1/09/2004

Today I got brain freeze just from standing outside.

Well, not standing exactly. I was walking slowly because my joints were frozen. I was like the tin man, yelling feebly for oil.

I was going to an interview in Boston. Boston is usually warmer than the surrounding area because of the sea breeze, but today was not the case. Today it was one great big brass monkey.

I, of course, neglected to wear my goffy-ass wool cap. I was just as concerned with not looking stupid as I was with not messing up my hair. It’s a good idea not to go into an interview looking like you just walked out of the lightning room of the Museum of Science.

So I found a parking space, got out of my car, and I was hit with a wall of cold.
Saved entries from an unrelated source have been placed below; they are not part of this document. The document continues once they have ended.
PR #15144, opened 2026-07-03
Add a Cobblestone recipe implementing c2sp.org/chunked-encryption

### LINKED ISSUE #2358: Implement (or document) streaming API

alex:
Resolves #2358

This adds `cryptography.cobblestone`, a top-level recipe (à la Fernet) for streaming authenticated encryption of large messages, implementing the [C2SP chunked-encryption specification](https://c2sp.org/chunked-encryption)'s two named instantiations (per [C2SP/C2SP#296](https://github.com/C2SP/C2SP/pull/296)): **Cobblestone-128** (SHA-512 + AES-128-GCM, recommended) and **Cobblestone-256** (SHA-512 + AES-256-GCM, for environments that mandate 256-bit keys).

```python
from cryptography.cobblestone import (
    Cobblestone128Decryptor, Cobblestone128Encryptor
)

key = Cobblestone128Encryptor.generate_key()
enc = Cobblestone128Encryptor(key, context=b"myapp backup encryption")
ciphertext = enc.update(b"a secret message") + enc.finalize()
dec = Cobblestone128Decryptor(key, context=b"myapp backup encryption")
assert dec.update(ciphertext) + dec.finalize() == b"a secret message"
```

Design notes:

* The core is implemented in Rust, on top of the existing `AesGcm` AEAD and `HkdfExpand` implementations. The four classes are simple compositions over internal `ChunkedEncryptor`/`ChunkedDecryptor` types parameterized by the AEAD (IANA name, key/tag lengths). For each message a fresh AEAD key, base nonce, and 32-byte key commitment are derived with HKDF-Expand-SHA-512 from the input key, a random 24-byte salt, and a caller-provided context; the message is encrypted in 16 KiB chunks, with the chunk counter XOR'd into the base nonce. The ciphertext is `salt || commitment || chunks`.
* Buffering is minimal: full 16 KiB chunks are encrypted/decrypted directly from the caller's input into the output, so only sub-chunk remainders are copied into the internal buffer. `update_into()` variants let callers supply their own output buffers.
* The decrypter checks the commitment before decrypting anything, releases plaintext only for authenticated chunks, and enforces the short-final-chunk truncation rule at `finalize()`.
* Auth failures raise `cryptography.exceptions.InvalidTag`; any further use of a finalized or failed context raises `AlreadyFinalized`.

Tests cover round-trip, streaming-granularity, tampering, reordering, truncation, extension, and API misuse cases for both variants, plus a Rust unit test for the chunk counter limit (unreachable from Python). Note: the vendored FiloSottile/chunked test vectors (#15145) predate C2SP/C2SP#296 — they were generated with HKDF-SHA-256 — so the vector tests are removed until the reference implementation regenerates them for Cobblestone; they should be re-added (and the vendored file refreshed) once that happens.

https://claude.ai/code/session_01Uyk58oD6F8BJwKHE4qCMA8


docs/chunked-encryption.rst
```diff
@@ -0,0 +1,199 @@
...
+    >>> ciphertext = encrypter.update(b"a secret message")
+    >>> ciphertext += encrypter.finalize()
+    >>> decrypter = Decrypter(key, context=b"example-app file encryption")
+    >>> decrypter.update(ciphertext) + decrypter.finalize()
+    b'a secret message'
+
+The ciphertext is 56 bytes (a salt and a key commitment), plus the
+message itself, plus 16 bytes for each started 16 KiB chunk of the
+message — an overhead of roughly 0.1%.
+
```
alex: Drop this paragraph

src/rust/src/cobblestone.rs
```diff
@@ -0,0 +1,613 @@
...
+        // leave a partially written output behind.
+        let n_chunks = ((self.buffer.len() + data.len()) / CHUNK_SIZE) as u64;
+        self.cipher.nonces.check_capacity(n_chunks)?;
+
+        let wire_chunk = CHUNK_SIZE + self.cipher.tag_len;
+        let mut written = 0;
+        if self.header_pending {
+            out[..HEADER_LEN].copy_from_slice(&self.header);
+            written += HEADER_LEN;
+            self.header_pending = false;
```
alex, line 274: What happens if you call `update_into()` with a buffer insufficiently large for the whole header?

alex: It raises `ValueError` before any state is modified: `update_into()` computes the exact output size for the call up front (`update_out_len()` includes the full 56-byte header while it's pending) and checks the buffer against that before calling `update_impl()`, so the header is never partially written and the context remains usable. `test_update_into_buffer_too_small` covers this (a `HEADER_LEN - 1` buffer raises, then the same context is used successfully). I've added a comment on `update_impl` documenting the invariant.

---

docs/chunked-encryption.rst
```diff
@@ -0,0 +1,220 @@
...
+instantiations: **Cobblestone-128** (SHA-512 and AES-128-GCM, the
+recommended choice) and **Cobblestone-256** (SHA-512 and AES-256-GCM,
+for environments that mandate 256-bit keys).
+
+A message is encrypted in 16 KiB chunks, each of which is individually
+authenticated, so decryption can also be performed as a stream:
+decrypted data is returned incrementally, and only authenticated
+plaintext is ever returned. Reordering, truncating, or extending the
+ciphertext is detected. The scheme is also key committing: a ciphertext
+can only be decrypted with the key it was encrypted with.
```
alex: None of this information is useful, delete this paragraph.

docs/chunked-encryption.rst
```diff
@@ -0,0 +1,220 @@
...
+    Encrypts a single message under ``key`` with Cobblestone-128. Each
+    instance must be used for exactly one message: call :meth:`update`
+    (or :meth:`update_into`) any number of times, then call
+    :meth:`finalize` exactly once. The concatenation of the returned
+    bytes is the ciphertext.
+
+    :param key: A 16-byte key. This **must** be kept secret, and
+        **must** be uniformly random (e.g. the output of
+        :meth:`generate_key`, :func:`os.urandom`, or a key derivation
+        function — never a password). A single key may be used to
```
alex: you don't need to mention os.urandom, `e.g. the output of generate key -- never a password` is enough

docs/chunked-encryption.rst
```diff
@@ -0,0 +1,220 @@
...
+        ``buf``, and returns the number of bytes written. This avoids
+        allocating a new buffer for each call.
+
+        :param data: The data to encrypt.
+        :type data: :term:`bytes-like`
+        :param buf: A writable buffer to write the ciphertext into. A
+            buffer of ``len(data) + len(data) // 1024 + 16456`` bytes
+            is always large enough; the exact number of bytes required
+            for a given call is included in the :class:`ValueError`
+            raised if the buffer is too small.
```
alex: Delete everything after hte semicolon

docs/chunked-encryption.rst
```diff
@@ -0,0 +1,220 @@
...
+        :type buf: :term:`bytes-like`
+        :return int: The number of bytes written to ``buf``.
+        :raises ValueError: If ``buf`` is too small.
+
+    .. method:: finalize()
+
+        Encrypts the final chunk and returns the last portion of the
+        ciphertext. This must always be called, even if ``update``
+        returned all but the last few bytes of ciphertext, and the
```
alex: delete everything between the first and second commas, it makes no sense

src/cryptography/hazmat/bindings/_rust/chunked_encryption.pyi
```diff
@@ -0,0 +1,37 @@
...
+    @staticmethod
+    def generate_key() -> bytes: ...
+    def update(self, data: Buffer) -> bytes: ...
+    def update_into(self, data: Buffer, buf: Buffer) -> int: ...
+    def finalize(self) -> bytes: ...
+
+class Cobblestone128Decryptor:
+    def __init__(self, key: Buffer, context: Buffer) -> None: ...
+    @staticmethod
+    def generate_key() -> bytes: ...
```
alex: Decryptors shouldn't have a generate key method, only the encryptor side

src/cryptography/cobblestone.py
```diff
@@ -0,0 +1,21 @@
+# This file is dual licensed under the terms of the Apache License, Version
```
alex, line 1: @reaperhulk should this module be named cobblestone? I think probably?

src/rust/src/cobblestone.rs
```diff
@@ -0,0 +1,801 @@
...
+pub(crate) mod chunked_encryption_mod {
+    #[pymodule_export]
+    use super::{
+        Cobblestone128Decryptor, Cobblestone128Encryptor, Cobblestone256Decryptor,
+        Cobblestone256Encryptor,
+    };
+}
+
+#[cfg(test)]
+mod tests {
```
alex, line 743: in general we should only have rust tests for things that are unreachable from python in normal operations, but needed for coverage. do these meet that?

alex: Partially: the counter-limit test does meet the bar (hitting the 2³⁸-chunk limit requires a 4 PiB message, and it's what covers the `check_capacity`/`message_too_large_error` error lines), but the nonce XOR test didn't — that path is fully exercised by the Python round-trip tests. Dropped the XOR test and kept only the limit test, with a comment explaining why it exists.

---

tests/test_chunked_encryption.py
```diff
@@ -358,7 +358,7 @@ def test_generate_key(self, variant):
         key = encryptor_cls.generate_key()
         assert isinstance(key, bytes)
         assert len(key) == key_len
-        assert len(decryptor_cls.generate_key()) == key_len
+        assert not hasattr(decryptor_cls, "generate_key")
```
alex: this is a very stupid assert, delete it.

docs/chunked-encryption.rst
```diff
@@ -0,0 +1,201 @@
...
+
+.. class:: Cobblestone256Decryptor(key, context)
+
+    .. versionadded:: 50.0.0
+
+    Exactly like :class:`Cobblestone128Decryptor`, but decrypts
+    messages produced by :class:`Cobblestone256Encryptor` with a
+    32-byte key.
+
+Implementation
```
reaperhulk: This whole section doesn’t feel useful since we already state that it’s an implementation of c2sp chunked encryption at the top

src/cryptography/cobblestone.py
reaperhulk: Yeah I think we should rename it all to just cobblestone.

alex:
At this point I think the only other thing we want is the wycheproof tests to land so we can use them.

alex:
The consuming test is written and validated: I extracted the vectors from C2SP/wycheproof#265 as it stands and ran them against this branch — all 70 pass (35 per variant: valid decryptions checked against `msgLength`/`msgSha512`, invalid ones rejected, `InvalidKeySize` rejected at construction, and failed contexts keep failing). Once #265 merges I'll push `tests/wycheproof/test_cobblestone.py` along with a `WYCHEPROOF_REF` bump so CI picks the files up.

---

reaperhulk:
The wycheproof pr is now merged

reaperhulk (approved):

I had only made it a few steps when my brain was seething with the pain I had, before today, only associated with eating ice cream too fast.

In retrospect, I would have suffered any hair ruffling over the absolute agony of being bareheaded in sub-arctic temperature with high speed winds. When I finally reached the building after a long walk from my car (it is Boston after all), my brain felt like a slushy.

I was supposed to ask the security guard to direct me to the Robinson building. What I managed to do was stumble towards him (my eyeballs were frozen over), and let out a semi coherent sentence despite wind-blasted lips and no small amount of frozen snot blocking all my passages. He seemed to understand what I said, which is cool because all I could remember saying was, “Awaag ooof bin wop.”

This wasn’t colder than any other winter in New England, but today was just about as bad as it gets. It’s not that I never expected it to be this cold, but in getting all gussied up, I had neglected to wear anything warm. At least I knew that if I froze to death in mid-stride, I’d make a good looking statue.